W środę 15 sierpnia 2025 roku Kyivstar największy operator telefonii komórkowej w Ukrainie, zapisał się na kartach historii. Jako pierwsza ukraińska firma zadebiutował na amerykańskiej giełdzie Nasdaq pod tickerem KYIV. Dla inwestorów zagranicznych otwiera to bezprecedensową możliwość udziału w odbudowie ukraińskiej gospodarki po pełnoskalowej inwazji Rosji, a dla samej Ukrainy jest to symboliczny znak wejścia na globalną scenę kapitałową.
Wydaje się, że jeśli rozmowy USA, Rosji i Ukrainy pójda optymistycznie… Spółka może przyciągnąć falę spekulacyjnego kapitału. Wszystko wskazuje jednak, że do tego czasu … Upłynie w Wiśle sporo wody. Nastroje inwestorów są kapryśne. Akcje Kyivstar pierwszego dnia notowań spadły prawie -7,5%, choć wycena wskaźnikiem cena/zysk nie jest wymagająca i wynosi niespełna 9. Co dalej?
Kyivstar przeciera szlaki
Spółka, należąca do międzynarodowej grupy VEON, utrzymuje połączenie z amerykańskim rynkiem nieprzypadkowo. Poprzez SPAC Cohen Circle Acquisition Corp. Kyivstar zdecydował się wejść na giełdę w USA, zamiast Londynu czy Warszawy. Jak przekazał prezes Oleksandr Komarov, decyzja ta miała przede wszystkim wzmocnić relacje z inwestorami amerykańskimi. Zwiększyć dostęp do kapitału niezbędnego w procesie odbudowy kraju.
Debiut nie był tylko formalnością. Kyivstar już w pierwszych dniach pozyskał zobowiązania inwestycyjne na poziomie 52 mln dolarów, przy czym celem spółki jest pozyskanie nawet 200 mln USD. Pro forma wycena firmy wynosi obecnie 2,3 mld dolarów. Fundusz VEON zachowa większość udziałów – 89,6%. Zatem w publicznym obiegu znalazła się bardzo niewielka ilość akcji. To może być dobry znak, wskazujący, że główny akcjonariusz wierzy w biznes spółki.
Spółka z ambicjami
Działania Kyivstar w ostatnich latach pokazują ambicję i elastyczność firmy. Poza telefonią, operator inwestuje w nowe technologie. Od platformy medycznej Helsi, przez serwis ride-hailingowy Uklon, po testy technologii satelitarnej Starlink Direct to Cell, która pozwala wysyłać wiadomości SMS bezpośrednio przez satelitę. Wprowadzenie tej usługi planowane jest jeszcze w 2025 roku i może znacząco zwiększyć dostępność komunikacji w trudnodostępnych regionach kraju.

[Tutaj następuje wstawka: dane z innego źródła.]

PR #652, opened 2024-06-11
Merge pull request #649 from ivan-hc/dev

ivan-hc:
Fix new AppImage template

### DIFF
--- a/templates/AM-SAMPLE-AppImage
+++ b/templates/AM-SAMPLE-AppImage
@@ -37,11 +37,12 @@ version=$(FUNCTION)
 [ -n "$version" ] || { echo "Error getting link"; exit 1; }
 if [ "$version" != "$version0" ] || [ -e /opt/"$APP"/*.zsync ]; then
 	mkdir "/opt/$APP/tmp" && cd "/opt/$APP/tmp" || exit 1
-	wget "$version.zsync" 2>/dev/null || { wget "$version" || exit 1; }
+	[ -e /opt/"$APP"/*.zsync ] || notify-send "A new version of $APP is available, please wait"
+	[ -e /opt/"$APP"/*.zsync ] && wget "$version.zsync" 2>/dev/null || { wget "$version" || exit 1; }
 	# Use tar fx ./*tar* here for example in this line in case a compressed file is downloaded.
 	cd ..
 	mv ./tmp/*.zsync ./"$APP".zsync 2>/dev/null || mv --backup=t ./tmp/*mage ./"$APP"
-	[ -e /opt/"$APP"/*.zsync] && { zsync "/opt/$APP/$APP.zsync" || notify-send -u critical "zsync failed to update $APP"; }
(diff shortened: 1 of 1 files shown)


Samueru-sama:
Btw what do you mean by integrity checks? (I just read the release notes). 

The new template already sends a notify-send when zsync fails to update the appimage. And that gets tested when a new template is made, I think that's enough of a integrity check, if zsync fails to update the appimage we disable the zsync download.

ivan-hc:
This only happens with newer scripts... but what about the older ones?

This is why we need an integrity chek. It must be included in -u or -s.... or at least we should convert all the installation scripts to this new template.

ivan-hc:
or maybe included in `-i`

ivan-hc:
we need a plan for this change

Samueru-sama:
> or at least we should convert all the installation scripts to this new template.

They have to be converted because a lot of them have broken checks to use zsync already.

Samueru-sama:
This whole new template ended up being something that sidetracked me, because I was actually working on optimizing and converting the modules to use `sh`, and I noticed you were updating apps to the existing template and I thought you were doing it to get the check for empty url that wasnt in the template back then 😅

Samueru-sama:
The only thing is that I think all the recent appimages that I've added don't have the zsync check, because I have no plans on adding zsync to my appimages. Those don't need to be updated.

Samueru-sama:
FInally @ivan-hc if you want to start fixing the scripts, I think you have to start with the biggest apps first, as those are the ones where it makes sense to use zsync.

ivan-hc:
> and I noticed you were updating apps to the previous template and I thought you were doing it to get the check for empty url that wasnt in the template back then 😅

???

Nope, new --rolback also supports new templates.

All it does is to clone AM-updater as AM-rollback, and then:
- made $version0 unusable;
- temporarily rename the .zsync files as .old not to made them detected
- replace all lines containing the "wget" command with the "wget" command created with the function

so the comparison action can act to replace the installed app with what you've choose

ivan-hc:
> FInally @ivan-hc if you want to start fixing the scripts, I think you have to start with the biggest apps first, as those are the ones where it makes sense to use zsync.

A big work has been already done in the years, and all bug fixes have been made after user's feedback.

I'd like to keep have these scripts for now, and to change them just in case. I can't focus my whole life on "AM".

Samueru-sama:
> ???

I updated the template because remember the issue that I had that I hit the API limit? 

The issue cause the `AM-updater` to always update, because turns out that if `version` is empty it also updates the app lol. 

I already had a pseudo new template that I was using in the apps that I was adding that had the check for empty `version` but it wasn't in the template. 

After I mentioned that I saw that you updated the wine appimages, and I thought you did it to get that check for empty `version` which that wasn't the reason you did it 😅

ivan-hc:
> After I mentioned that I saw that you updated the wine appimages, and I thought you did it to get that check for empty `version` which that wasn't the reason you did it 😅

I'm sorry I broke your heart :rofl:  . It wasn't for you that I made that change.

PR #656, opened 2024-06-12
Update aisap

Samueru-sama:
Oh boy this thing looks amazing. 

The sandbox can be as simple as replacing the symlink of the application for a wrapper script that runs `aisap [OPTIONS] [APP]`.

### DIFF
--- a/programs/x86_64/aisap
+++ b/programs/x86_64/aisap
@@ -1,114 +1,75 @@
 #!/bin/sh
 
+# AM INSTALL SCRIPT VERSION 3. 
+set -u
 APP=aisap
-REPO="mgord9518/aisap"
+SITE="mgord9518/aisap"
 
-# CREATE THE FOLDER
-mkdir /opt/$APP
-cd /opt/$APP
+# CREATE DIRECTORIES AND ADD REMOVER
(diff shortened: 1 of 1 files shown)


ivan-hc:
Let try aisap ASAP

Samueru-sama:
> Let try aisap ASAP

I already opened an issue at their repo asking some questions. 

It is far easier to use than firejail. But there are some stuff I still don't understand. 

The app already has a set of default permissions for the most common applications, however I'm still not sure on how to overwrite this. 

I think having a flat permission that allows all apps to dead `$XDG_CONFIG_HOME` and `~/Downloads` is a good default.

Samueru-sama:
@ivan-hc Now I'm using brave with sandbox. It only has access to my `~/Downloads` dir. 

When you run the app with aisap it makes a fake home next to the app appimage. Inside that fakehome I copied the following dirs from `XDG_CONFIG_HOME` and `XDG_DATA_HOME`: 

```
gtk3-3.0
fontconfig
kdeglobals
icons
themes
```

And now brave has full integration with my desktop. It uses my theme and cursor, etc. 

Hopefully this can be made more flexible and I don't need to have a bunch of different fakehomes with repeated files all over, maybe one fakehome for sandboxed apps would be better.

PR #667, opened 2024-06-15
Update README.md

Samueru-sama:
Since this is tool is used by the `nolibfuse` option.


ivan-hc:
So appimagetool must be removed as reference

PR #674, opened 2024-06-18
Lots of improvements

Samueru-sama:
mgord9518 fixed the issue with some apps not getting their fake home 🎉 I haven't thanked then yet, I will right after I write this. 

New improvements to sandboxes. 

* Now it better tries to give access to the sandboxed app original config directory.
For example gimp names its `$XDG_CONFIG_HOME` directory `GIMP` in all caps, to fix that issue I added this check in the sandbox script: 

`APPCONF=$( ls "$CONFIGDIR" | grep -i "$APPNAME" | head -1 )`

Which will correctly find the name of the directory we want. 

If that directory doesn't exist, it defaults to using the name of the binary. `--add-file "$CONFIGDIR/${APPCONF:-$APPNAME}":rw \`

* **Now `sandboxes.am` asks the user which user directories it should give access to:** 

image

By default access to `~/Downloads ~/Documents ~/Pictures ~/Videos` will be denied, unless the user says yes to each respective question. If nothing is entered then it assumes that you said no in each question (You can also type N, n, No, etc).

**I will likely expand this to also allow access to a specific directory that the user writes its path to.**

* Added more access to `dconf` and `dbus` by default, now when you sandbox `cpu-x` you don't have a broken theme (Well not in the case of my PC, but this is because I don't have a `~/.config` directory and aisap assumes that it is located there 😅, **but for most users it should not break the theme**).

image

### DIFF
--- a/modules/sandboxes.am
+++ b/modules/sandboxes.am
@@ -100,6 +100,11 @@ case "$1" in
 		DATADIR="${XDG_DATA_HOME:-$HOME/.local/share}"
 		CONFIGDIR="${XDG_CONFIG_HOME:-$HOME/.config}"
 		CACHEDIR="${XDG_CACHE_HOME:-$HOME/.cache}"
+
+		# Try to find the right name of the app xdg directories, as sometimes it is not the same as $APPNAME
+		APPDATA=$( ls "$DATADIR" | grep -i "$APPNAME" | head -1 )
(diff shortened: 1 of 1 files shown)


Samueru-sama:
Showing the changes with gimp, I only gave it access to `~/Pictures` and `~/Downloads`.

image

PR #681, opened 2024-06-19
Changed a lot of things

Samueru-sama:
I put a check inside the sandbox script and module that if for some reason one of the xdg user dir variables equals `$HOME` it will empty  the variable:

```
if [ "$XDG_DOWNLOAD_DIR" = "$HOME" ]; then XDG_DOWNLOAD_DIR=""; fi
if [ "$XDG_MUSIC_DIR" = "$HOME" ]; then XDG_MUSIC_DIR=""; fi
if [ "$XDG_PICTURES_DIR" = "$HOME" ]; then XDG_PICTURES_DIR=""; fi
if [ "$XDG_VIDEOS_DIR" = "$HOME" ]; then XDG_VIDEOS_DIR=""; fi
if [ "$XDG_DOCUMENTS_DIR" = "$HOME" ]; then XDG_DOCUMENTS_DIR=""; fi
```

This causes both, sandbox script and the sandbox module to use the fallback value of each variable.

Here for example I defined `XDG_DOWNLOAD_DIR=$HOME` in my `xdg-user-dirs.dirs` 

image

As result the script will instead use the default value of `~/Downloads`. 

----------------------------------

The good thing of this approach is that it prevents the issue that the user might allow access to `~/Downloads` but then later on their xdg-user-dirs for some reason starts defining `XDG_DOWNLOAD_DIR=$HOME` without them knowing. 

----------------------------------

I also changed the order of operations so that sudo is only needed once. This also means that the moving of the script and the removing of exec permissions for the appimage won't take place until the very end. That way if the user control+c half way it doesn't result in changes to the appimage. 

-----------------------------------

I removed the several `cat HEREDOC` you were using before and changed it back for the older method. 

The problem with the multiple  `cat HEREDOC` is that if the user says no to any of the questions, we have to have the `--rm-file` line in the script, because remember that `aisap` has an internal set of rules that have to be overwritten. So we cannot simply not add the line if they say no. 

**What I mean is that if the `-rm-file "${XDG_DOWNLOAD_DIR:-~/Downloads}"` is not added to the script, aisap might still allow access to it depending on the application.**

### DIFF
--- a/APP-MANAGER
+++ b/APP-MANAGER
@@ -30,8 +30,7 @@ function _clean_amcachedir() {
 }
 
 APPMANCONFIG="$CONFIGDIR/appman"
-
-export SCRIPTDIR="$(if command -v xdg-user-dir &>/dev/null; then xdg-user-dir DESKTOP; else echo $HOME; fi)"
+export SCRIPTDIR="$(xdg-user-dir DESKTOP 2>/dev/null || echo "$HOME")"
 
 # Determine sytem package manager
 function _system_package_manager_check() {
--- a/modules/sandboxes.am
+++ b/modules/sandboxes.am
@@ -62,12 +62,6 @@ case "$1" in
 		APPIMAGEPATH="$APPSPATH/$2"
 		APPIMAGE="$APPIMAGEPATH/$2"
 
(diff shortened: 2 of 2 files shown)


Samueru-sama:
Btw we have to apply this trick of using as little sudo as possible for AM. As that will make it much easier to later on add doas support.

PR #684, opened 2024-06-20
Update AM-SAMPLE-Archive

Samueru-sama:
I've done 0 tests on this.

This template assumes that the `.desktop` and `icon` are missing from the downloaded `$version`,and have to be gotten thru another download, as that is very common with this kind of applications.

### DIFF
--- a/templates/AM-SAMPLE-Archive
+++ b/templates/AM-SAMPLE-Archive
@@ -1,66 +1,61 @@
 #!/bin/sh
 
+# AM INSTALL SCRIPT VERSION 3. 
+set -u
 APP=SAMPLE
 SITE="REPLACETHIS"
 
-# CREATE THE FOLDER
-mkdir /opt/$APP
-cd /opt/$APP
+# CREATE DIRECTORIES AND ADD REMOVER
+[ -n "$APP" ] && mkdir -p "/opt/$APP/tmp" "/opt/$APP/icons" && cd "/opt/$APP/tmp" || exit 1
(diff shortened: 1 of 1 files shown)


ivan-hc:
```
DESKTOP=$(FUNCTION)
ICON=$(FUNCTION)
```
???

ivan-hc:
@Samueru-sama before thinking about the .desktop file and the icon, I was thinking about how to solve this, let's say that an archive contains another subfolder:
```
mv --backup=t ./tmp/* ./
```

ivan-hc:
I think I'll solve the .desktop issue using an HEREDOC in template.am

ivan-hc:
In the meantime I merge, so I can adapt the option 2 to your template

Samueru-sama:
> This is great, I like the way you manage tar/zip archives
> 
> but...
> 
> ```
> DESKTOP=$(FUNCTION)
> ICON=$(FUNCTION)
> ```
> 
> ???

https://github.com/ivan-hc/AM/blob/main/programs/x86_64/speedcrunch

A lot of portable and cli applications often don't shit the .desktop or icon inside.

However they usually have those in their repo, so I instad get them with wget instead of making the .desktop.

>@Samueru-sama before thinking about the .desktop file and the icon, I was thinking about how to solve this, let's say that an archive contains only another subfolder containing all the files:

You could put a check for a directory in the top level of `tmp` and thta way the mv has an extra step.

Issue #683, opened 2024-06-20
Apps 


GeoBoi254:
TLock
https://github.com/eklairs/tlock/releases

Clipse
https://github.com/savedra1/clipse/releases

Onefetch
https://github.com/o2sh/onefetch/releases

Cpufetch
https://github.com/Dr-Noob/cpufetch/releases

Pfetch-rs
https://github.com/Gobidev/pfetch-rs/releases

Pop
https://github.com/charmbracelet/pop/releases

Smassh
https://github.com/kraanzu/smassh/releases

Dooit
https://github.com/kraanzu/dooit/releases

Samueru-sama:
@ivan-hc Do you want me to send the new template for CLI applications before starting this?

Because last time I didn't have the md files.

ivan-hc:
Don't worry, if you have not time, I can compile .md files by myself, these are github apps, and I can generate a dumb option 0 for AppImages for them, to have the .md file.

I'm curious about your new template.

Samueru-sama:
>I'm curious about your new template.

It's what I've been using for the recent non appimage applications, it is a stripped version of the appimage template.

ivan-hc:
ok

ivan-hc:
I think I should start improving this https://github.com/ivan-hc/AM/blob/main/templates/AM-SAMPLE-Archive

Option 2

ivan-hc:
maybe by adding inbuilt commands `if`/`fi` to use tar/unzip... and maybe the option itself should have a .desktop file Y, N

ivan-hc:
all installation scripts are on my PC right now, using the new upcoming template

ivan-hc:
I was looking for the number of apps available on Flathub, and noticed that until 3 months ago they were 2400, while the verified ones were 1000.

We have some metascripts in the database, but on 2059 installation scripts available, we have about 2050 apps (including the 40 of kdenlive and the 4-5 kdeutils). If we merge metascripts, we have 2000+ apps. Unofficial or official... the source code is always availableby following the URLs in `-a` or by downloading the script with `-d`. I don't know how to read ostree.

But the idea that we have 2000+ apps we have uploaded for fun, as enthusiasts... and the 2400+ uploaded by a great community... with only 1000 apps verified... made me smile :muscle:

Samueru-sama:
> I was looking for the number of apps available on Flathub, and noticed that until 3 months ago they were 2400, while the verified ones were 1000.
> 
[...]

PR #687, opened 2024-06-20
Improve "template.am" to speed up the creation of installation scripts

ivan-hc:


ivan-hc:
@Samueru-sama in the meantime I've done a code refactoring for this module andnow both scripts for AppImages and Archives (the latter is the one you've worked on in the PR) are at same level, so functions to add download URLs from non-github sources are the same.

I've not worked on .desktop files yet, but I hope to release this for the night, since we an issue opened for this https://github.com/ivan-hc/AM/issues/683

It would be great if our template for Archives and generic programs is able to do things as authomatic as the AppImage's one already do.

ivan-hc:
@Samueru-sama thanks, I've used your tip to add also 7z and deb among the supported packages.

ivan-hc:
Maybe I can put a question to optionally create a .desktop file, and that is. Maybe I could set "N"  as default.

ivan-hc:
Since you said that you will improve the command to move stuff on top directory, I've removed it among the options.

All is left is to made the .desktop file optional and custom.

Samueru-sama:
What could be done is add a function in templates that generates a very simple generic .desktop for the application and then it appends it to the generated template with the `>>` operator. 

Btw is the there reason you added this with a `;` separator? 

`[ -e ./*tar* ] && tar fx ./*tar* && rm -f ./*tar*; [ -e ./*zip ] && unzip -qq ./*zip 1>/dev/null && rm -f ./*zip`

Instead of just: 
```
[ -e ./*tar* ] && tar fx ./*tar* && rm -f ./*tar*
[ -e ./*zip ] && unzip -qq ./*zip 1>/dev/null && rm -f ./*zip
```
?

And finally I have one big request that please I beg you. 

Remove this: 

`[ -e ./*deb ] && ar x ./*deb && tar fx ./data.tar.xz && rm -f ./*tar* ./*deb`

It really doesn't look good 😅 We should only try to use deb packages as last resort and not add it to the template.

Prezes Komarov nie ukrywa, że perspektywa pokoju między Rosją a Ukrainą mogłaby znacząco zwiększyć wartość firmy. „Nasza obecność na Nasdaq pokazuje, że ukraińskie firmy mogą konkurować na międzynarodowych rynkach. Jesteśmy najlepszą okazją dla inwestorów, którzy chcą zaangażować się w odbudowę Ukrainy i wspierać jej rozwój” – mówił Komarov w wywiadzie dla Reutersa.
Wycena uwzględnia ryzyka polityczne i geopolityczne, a pierwsze tygodnie notowań z pewnością będą niestabilne. Już po debiucie akcje firmy spadły. Jednocześnie sytuacja pokazuje, jak ukraińskie spółki, nawet w trudnych warunkach, potrafią integrować się z rynkami światowymi, przyciągać inwestycje i skalować działalność w sektorach cyfrowych i technologicznych.
Historyczny debiut Kyivstar może być sygnałem dla innych ukraińskich przedsiębiorstw. Z całą pewnościa to moment, który w przyszłości może być postrzegany jako punkt zwrotny dla całego ukraińskiego rynku kapitałowego.